Be it the allocation of 2G spectrum or the conduct of the Commonwealth Games, the Comptroller and Auditor General (CAG) has rarely lost an opportunity to present itself as a corruption watchdog. But when it comes to turning the gaze within, it has a lot of explaining to do.
After the subject was taken up at workshops organised at the CAG’s academy in Shimla in 2009-2010, an unprecedented analysis of the “cancer of corruption” in field offices and staff was commissioned, but when the report was finally circulated four months ago, it was quietly withdrawn within days.
No official copy is available with the CAG now but a copy, obtained by The Sunday Express, reveals a sweeping range of irregularities detected: from seeking unauthorised favours to fudging of audit records, demanding bribes by staff to fake audits being used as blackmail.
The report has been authored by S B Pillay, who is Deputy Additional CAG in New Delhi, and was assigned the task of analysing the extent of corruption within. The result was his 24-page booklet titled: “The challenge of the coming decade: combating corruption in field offices.”
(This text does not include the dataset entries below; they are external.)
PR #176, opened 2023-02-16
Integrate Double Metaphone into Name Standardization

BradySkylight:
This PR essentially adds Double Metaphone encoding into the Name Standardization SDK Building block, by default, but provides the ability to opt out of performing the DM for patient names.  This will ensure that after the name standardization is complete the DM will then be added to the patient.name resource.element as an extension to ensure this data is stored with the patient name in the persistence layer.  This makes sure our record linkage process can utilize the DM data.

### DIFF
--- a/phdi/fhir/harmonization/standardization.py
+++ b/phdi/fhir/harmonization/standardization.py
@@ -126,6 +126,8 @@ def standardize_names(
         resource = _standardize_names_in_resource(
             resource, trim, case, remove_numbers, overwrite
         )
+        # Add double metaphone data to patient name after standardizing it
+        double_metaphone_patient(patient=resource, dmeta=None, overwrite=overwrite)
 
     if "entry" not in data:
         return bundle.get("entry", [{}])[0].get("resource", {})
--- a/phdi/fhir/harmonization/standardization.py
+++ b/phdi/fhir/harmonization/standardization.py
@@ -101,6 +101,8 @@ def standardize_names(
     Standardizes all names contained in a given FHIR bundle or a FHIR resource. The
     default standardization behavior is our defined non-numeric, space-trimming, full
     capitalization standardization, but other modes may be specified.
+    Names are also assigned a double metaphone encoding after standardization is
+    complete.
 
     :param data: A FHIR-formatted JSON dict.
     :param trim: Whether leading/trailing whitespace should be removed. Default: `True`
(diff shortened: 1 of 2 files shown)


DanPaseltiner (changes requested):
Thanks for putting this together @Brady. Couple comments below about minor things in the code. On a higher design level I'm torn about whether we want to bake DM into name standardization or not. On the one hand I understand that getting the DM encodings is effectively one way of standardizing name, but there are likely use cases where it is not needed and it is also computationally expensive, at least relatively speaking. Another way to go is to leave these as separate functions exposed on separate endpoints, that a user can combine if desired.

m-goggins:
This is looking good to me! Sorry it took so long for me to review; I confused this PR with the cloud implementation one. Two small things:

1. I think we should change `incl_encoding` to something more specific like `include_double_metaphone`  since that's the only encoding option we have right now.

2. I would suggest that we change the default for the DM to `False`. We don't expect to use DM in our record linkage models and it doesn't seem like it would be a standard feature for others (unless future UX research proves me wrong!). Adding the DM can be computationally expensive, especially if not necessary.

BradySkylight:
> Thanks for putting this together @brady. A couple comments below about minor things in the code. On a higher design level I'm torn about whether we want to bake DM into name standardization or not. On the one hand I understand that getting the DM encodings is effectively one way of standardizing name, but there are likely use cases where it is not needed and it is also computationally expensive, at least relatively speaking. Another way to go is to leave these as separate functions exposed on separate endpoints, that a user can combine if desired. I'm leaning towards keeping them separate because there doesn't seem to be a clear choice for the default value of `incl_encoding`. For our purposes in the starter kit we will always want to compute DM, but given the computational expense of this operation for a general use case I'd argue we should have this function default to not computing DM.

Yes, we had conversations back and forth about this.  We could do both, but, if we don't provide DM encoding, we will need to account for the fact that this data may be missing in our RL algorithm.

DanPaseltiner:
> > Thanks for putting this together @brady. A couple comments below about minor things in the code. On a higher design level I'm torn about whether we want to bake DM into name standardization or not. On the one hand I understand that getting the DM encodings is effectively one way of standardizing name, but there are likely use cases where it is not needed and it is also computationally expensive, at least relatively speaking. Another way to go is to leave these as separate functions exposed on separate endpoints, that a user can combine if desired. I'm leaning towards keeping them separate because there doesn't seem to be a clear choice for the default value of `incl_encoding`. For our purposes in the starter kit we will always want to compute DM, but given the computational expense of this operation for a general use case I'd argue we should have this function default to not computing DM.
> 
> Yes, we had conversations back and forth about this. We could do both, but, if we don't provide DM encoding, we will need to account for the fact that this data may be missing in our RL algorithm.

It sounds like we aren't currently using DM for record linkage and it could just be an additional step in the pipeline.

BradySkylight:
Based upon the fact that DM isn't used in our RL algorithm, at this time.  I'm going to leave this as as separate BB endpoint and just close this PR.

PR #177, opened 2023-02-22
Add workflow to run tests then tag a new release if tests are green

gordonfarrell:
Does what it says on the tin!

This is a workflow triggered manually from the actions tab on github. A user must input a custom string version number for it to run.

Part 1 of the full auto release process.


DanPaseltiner (approved):
LGTM!

PR #226, opened 2023-02-28
Add error type

KennethSkylight:
# Overview

This branch adds the error types, which allows for sorting of messages when validating the ecr message. The config file must now include an `errorType` definition with the new `validate_config` function in the validation python file.


tests/validation/test_validation.py
```diff
@@ -66,4 +76,18 @@ def test_validate_bad():
         error_types=["error", "warn", "info"],
     )
 
+    print(result)
```
nickbristow, line 79: we can remove these prints, but its good otherwise

nickbristow (approved):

In the report, Pillay admits that participants at workshops conducted in Shimla “unanimously agreed that corruption exists at all levels including Group A...” and that “the cancer (of corruption) has spread to the good parts as well.” Sources said that such a frank admission in the report — marked for “internal use only” — was perhaps one reason the report was withdrawn after a large number of copies were circulated —- along with a covering letter —- at the CAG’s headquarters in New Delhi.